I understand. So they never made this flask, kind of like a fantasy flask from a competitor of Clevenger. I have seen the reproduction with the GDW instead of DG embossed and it is placed on the opposite side I believe. Not sure what glass works made this one. Here is one example from Ebay they say this one is from Downer Glass. Mine is 7 ¹/⁴"  tall and this cobalt one is 6³/⁴" tall. Glass works mark is in a different spot. The cobalt one looks fake even the lip is different. Mine has black and white chunks of crud in the glass, hard to see in the pictures of the lip there is black crap. So in short, there never was an original. There was a number of glass houses that copied one of Downer Glass Works fantasy bottle. That doesn't seem to add up. If they were that hot a seller wouldn't there be more on the market? Not disagreeing but more logically brainstorming. What do you think?
ROBBYBOBBY64.








						Vintage Downer Glass Jersey Devil Salem Oak Blue Flask  | eBay
					

One side has the mythical creature Jersey Devil and the reverse side has a Salem Oak tree. It also has the initials DG (Downer Glass).



					www.ebay.com


----------



## hemihampton (Apr 2, 2021)

I remember seeing a Horror Movie  about the Jersey Devil a few years ago. A Weird Movie. Check it out. LEON.


----------



## sandchip (Apr 3, 2021)

"Repro" is a much misused term.  This scroll flask is not a reproduction, but a modern, albeit hand blown with early methods, fantasy bottle.  To be a reproduction, there would have to have been an original blown at an earlier time, which there was not.  There are reproductions, adaptations and fantasy bottles, all different things and not to be confused or used interchangeably.  Just trying to clarify matters here for everyone's benefit.

Robby, you're right when you described it as "a fantasy flask".  It is original in the sense that that mold had not been produced before, but not original in the conventional sense of being blown in the early to mid-1800s.


----------



## ROBBYBOBBY64 (Apr 3, 2021)

sandchip said:


> "Repro" is a much misused term.  This scroll flask is not a reproduction, but a modern, albeit hand blown with early methods, fantasy bottle.  To be a reproduction, there would have to have been an original blown at an earlier time, which there was not.  There are reproductions, adaptations and fantasy bottles, all different things and not to be confused or used interchangeably.  Just trying to clarify matters here for everyone's benefit.
> 
> Robby, you're right when you described it as "a fantasy flask".  It is original in the sense that that mold had not been produced before, but not original in the conventional sense of being blown in the early to mid-1800s.

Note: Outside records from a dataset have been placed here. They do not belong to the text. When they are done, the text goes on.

PR #2536, opened 2022-01-26
Move all canvas configure validation to getCurrentTexture

kainino0x:
Previously, there was *some* validation inside configure(), but it only
covered a subset of the rules that were later covered by createTexture
inside getCurrentTexture(). This moves all of the validation to
getCurrentTexture() so it's not effectively duplicated.

Resolves an issue where configure() attempted to do device-timeline
validation but actually needed to do it on on the content timeline.

Extracted from #2416.

***
<a href="https://pr-preview.s3.amazonaws.com/kainino0x/gpuweb/pull/2536.html" title="Last updated on Jan 26, 2022, 9:45 PM UTC (70fe5ee)">Preview</a> | <a href="https://pr-preview.s3.amazonaws.com/gpuweb/gpuweb/2536/5a0cbb2...kainino0x:70fe5ee.html" title="Last updated on Jan 26, 2022, 9:45 PM UTC (70fe5ee)">Diff</a>

### DIFF
--- a/spec/index.bs
+++ b/spec/index.bs
@@ -9059,26 +9059,20 @@ interface GPUCanvasContext {
 {{GPUCanvasContext}} has the following internal slots:
 
 <dl dfn-type=attribute dfn-for="GPUCanvasContext">
-    : <dfn>\[[validConfiguration]]</dfn> of type boolean, initially `false`.
-    ::
-        Indicates if the context currently has a valid configuration.
-
-    : <dfn>\[[configuration]]</dfn> of type {{GPUCanvasConfiguration}}, initially `null`.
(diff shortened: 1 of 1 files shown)


toji (approved):
This seems like it's clearly the right thing to do regardless of whether we make the change to using canvas.width/height or not. LGTM!

kvark (changes requested):
I asked Anne about this issue with validation briefly, and their answer was that we can say that a canvas is invalidated whenever size changes. That means, user would *have to* run `getContext()` again. And that means we can do all the validation there. So let's try to keep it validated early?

kainino0x:
Want to close this in favor of early validation, but need to extract a few other things from here so they're not lost.

kainino0x:
Done in #2819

Got it. Thank you all for the clarification. I style i don't really collect. How do I do this? Lol! I know somebody who will love it. Guess that's all that matters. 
ROBBYBOBBY64.


----------



## saratogadriver (Apr 5, 2021)

Agree with Sandchip.   20th century fantasy bottle.    Robby, do you have McKearin and Wilson's book with the charts?   If you collect flasks at all it's a must.   Generally the best way to figure out if they made that mold in the 1800s...

Jim G


----------



## ROBBYBOBBY64 (Apr 5, 2021)

saratogadriver said:


> Agree with Sandchip.   20th century fantasy bottle.    Robby, do you have McKearin and Wilson's book with the charts?   If you collect flasks at all it's a must.   Generally the best way to figure out if they made that mold in the 1800s...
> 
> Jim G


Thanks for the resource. Not big into flasks, hence my questions. Lots to learn. Loads of reproductions. Now fantasy? Oh boy!
ROBBYBOBBY64.


----------



## EXCHF5200 (Apr 7, 2021)

Csa, as you acknowledged, you're not from the area. No one locally refers to the Jersey Devil as the "Leeds Devil".  With that said, I believe that Jersey Devil bottle to be a repro. Thats the problem with buying a bottle as opposed to finding one. It appears "too clean" to have been unearthed. Regardless, it is still a cool bottle.


----------



## Csa (Apr 7, 2021)

I am actually local. North Jersey guy my whole life. Just bought a beach house in LBI. Agreed everyone calls it Jersey Devil NOW. my point to Robby was before 1900 it wasn’t really known as Jersey devil so having that name and image on a flask from late 1800s would have been odd. As you and the experts point out it must be a fantasy glass flask, and there never was an “original” version of this piece. 
Btw- I hear there are some decent bottle dumps in the pine barrens. Any body in that area looking for a digging partner this summer?


----------



## ROBBYBOBBY64 (Apr 7, 2021)

EXCHF5200 said:


> Csa, as you acknowledged, you're not from the area. No one locally refers to the Jersey Devil as the "Leeds Devil".  With that said, I believe that Jersey Devil bottle to be a repro. Thats the problem with buying a bottle as opposed to finding one. It appears "too clean" to have been unearthed. Regardless, it is still a cool bottle.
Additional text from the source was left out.